AIM OF THE TASK
Every line of the entries below from the one containing "--- a/Makefile" to the one containing "Estimation is it will be done ~Q1 2026.", both ends included, must be written out exactly. No other line belongs in the answer.

GIVEN INFORMATION
---+---

PR #1652, opened 2025-08-26
Adding network policies to kmm including to kmm bundle

TomerNewman:
Due to security concerns, we need to allow KMM
operator only the nessecery traffic.
This commits adds Network policies for each kmm pod.
1. controller
2. webhook
3. build and sign This commit also changes e2e tests to verify the network policies affect.
This commit also affects KMM bundle to include the network policy mainfests.

---

/hold 

## Release Notes

* **New Features**
  * Added network policies for enhanced network security and isolation for controller and webhook components.

* **Configuration Updates**
  * Simplified pod labeling for cleaner resource identification.
  * Updated service routing configuration to align with new label scheme.
  * Configured namespace targeting for test environments.

<sub>✏️ Tip: You can customize this high-level summary in your review settings.</sub>

### DIFF
--- a/Makefile
+++ b/Makefile
@@ -279,8 +279,8 @@ operator-sdk:
 		chmod +x ${OPERATOR_SDK}; \
 	fi
 
-.PHONY: bundle
-bundle: operator-sdk manifests kustomize ## Generate bundle manifests and metadata, then validate generated files.
+.PHONY: bundle-old
+bundle-old: operator-sdk manifests kustomize ## Generate bundle manifests and metadata, then validate generated files.
 	rm -fr ./bundle
 	${OPERATOR_SDK} generate kustomize manifests --apis-dir api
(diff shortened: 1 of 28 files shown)


ybettan:
We are currently waiting until OLM is stable in older versions of OCP and Konflux allows NP manifests in the bundles.
Estimation is it will be done ~Q1 2026.

bundle/manifests/kmm-operator-build-and-sign_networking.k8s.io_v1_networkpolicy.yaml
```diff
@@ -0,0 +1,14 @@
+apiVersion: networking.k8s.io/v1
+kind: NetworkPolicy
+metadata:
+  name: build-and-sign
```
ybettan: We already shipped NP for operands, we should now only add NP manifests to the bundle for the operator itself (controllers + webhooks)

---+---

RESULT OF THE TASK
--- a/Makefile
+++ b/Makefile
@@ -279,8 +279,8 @@ operator-sdk:
 		chmod +x ${OPERATOR_SDK}; \
 	fi
 
-.PHONY: bundle
-bundle: operator-sdk manifests kustomize ## Generate bundle manifests and metadata, then validate generated files.
+.PHONY: bundle-old
+bundle-old: operator-sdk manifests kustomize ## Generate bundle manifests and metadata, then validate generated files.
 	rm -fr ./bundle
 	${OPERATOR_SDK} generate kustomize manifests --apis-dir api
(diff shortened: 1 of 28 files shown)


ybettan:
We are currently waiting until OLM is stable in older versions of OCP and Konflux allows NP manifests in the bundles.
Estimation is it will be done ~Q1 2026.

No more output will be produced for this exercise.